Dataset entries
PR #1629, opened 2021-04-01
game: Fixing pmove_fixed integration with antiwarp

ryzyk-krzysiek:
In the current master a game with `g_antiwarp` and `pmove_fixed` enabled means that `pmove_fixed` doesn't work at all, this is an attempt to fix it. From my tests the fix works and I haven't encountered any problems with physics.

@isRyven Maybe you can take a look?

### DIFF
--- a/src/game/et-antiwarp.c
+++ b/src/game/et-antiwarp.c
@@ -187,9 +187,10 @@ void DoClientThinks(gentity_t *ent)
 		serverTime = cmd->serverTime;
 		totalDelta = latestTime - cmd->serverTime;
 
-		if (ent->client->pers.pmoveFixed)
+		if (ent->client->pers.pmoveFixed || pmove_fixed.integer)
 		{
 			serverTime = ((serverTime + pmove_msec.integer - 1) / pmove_msec.integer) * pmove_msec.integer;
+			deltahax   = qtrue;
 		}
 
 		timeDelta = serverTime - lastTime;


isRyven:
It didn't work in the first place because players don't transmit pmove fixed state to the server as you would normally encounter in other mods (incl. etjump), hence it can only be forced by the server, but doing so would mess up the spread globally (disabling it on client side wouldn't have any effect, probably would just screw up the prediction). I wanted to enable per client pmove fixed, but i couldn't really find the reason to do it for the legacy, it's better to invest time and effort in making fixed physics working, and enforcing this for everyone, well, as it already basically is. Pmove fixed doesn't really bring any value to the legacy. And this fix only would work if pmove fixed is enabled on the server side, if that was the implication, then alright.

ryzyk-krzysiek:
I'm trying to figure out the whole pmove stuff and physics and encountered this and tried to fix it, which gave me a bit better understanding of things I think. I realize that it doesn't matter much since noone really uses pmove_fixed in legacy I think. But not sure right now about the fact that it would mess spread for everyone with this change...

Anyway what about applying the same for your patch? I'm trying to test it right now, but not sure as I just started. Basically: 
```
if (g_fixedphysics.integer)
		{
			int msec = 1000 / g_fixedphysicsfps.integer;
			serverTime = ((serverTime + msec - 1) / msec) * msec;
			deltahax = qtrue;
		}
		else if (ent->client->pers.pmoveFixed || pmove_fixed.integer)
		{
			serverTime = ((serverTime + pmove_msec.integer - 1) / pmove_msec.integer) * pmove_msec.integer;
                        deltahax = qtrue;
		}
```

Edit: nevermind, there are some problems with the code above (g_fixedphysics)
Edit2: oops I was trying to test 30 fps fixedphysics but it was capped to 60fps that's why I had problem

isRyven:
> But not sure right now about the fact that it would mess spread for everyone with this change...

I meant if the server would enable `pmove_fixed`, there would be no way to disable it on the client side, similar to fixed physics, hence it would be enforced for everyone, as a result everyone would suffer from bigger spread scale issue. But if you want to make pmove_fixed working, it's better then first make it client togglable (which would populate the session field). This is usually done by transmitting it through `cg_uinfo` cvar, you can follow the trail if you are interested: https://github.com/etjump/etjump/blob/master/src/cgame/cg_main.cpp#L1206

About the patch, i tried to do similar thing, but i didn't really get the right results, but maybe you will succeed, more over, i would suggest to also enable the `cg_showmiss` (it can be configured further with bitmask, just check the cg_predict.c code) when you testing the things.

ryzyk-krzysiek:
> I meant if the server would enable `pmove_fixed`, there would be no way to disable it on the client side, similar to fixed physics, hence it would be enforced for everyone, as a result everyone would suffer from bigger spread scale issue. But if you want to make pmove_fixed working, it's better then first make it client togglable (which would populate the session field). This is usually done by transmitting it through `cg_uinfo` cvar, you can follow the trail if you are interested: https://github.com/etjump/etjump/blob/master/src/cgame/cg_main.cpp#L1206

- What the task asks:
The expected answer is a copy of each line in the records that holds the word "sure".

- Solution to the exercise:
I'm trying to figure out the whole pmove stuff and physics and encountered this and tried to fix it, which gave me a bit better understanding of things I think. I realize that it doesn't matter much since noone really uses pmove_fixed in legacy I think. But not sure right now about the fact that it would mess spread for everyone with this change...
Anyway what about applying the same for your patch? I'm trying to test it right now, but not sure as I just started. Basically: 
> But not sure right now about the fact that it would mess spread for everyone with this change...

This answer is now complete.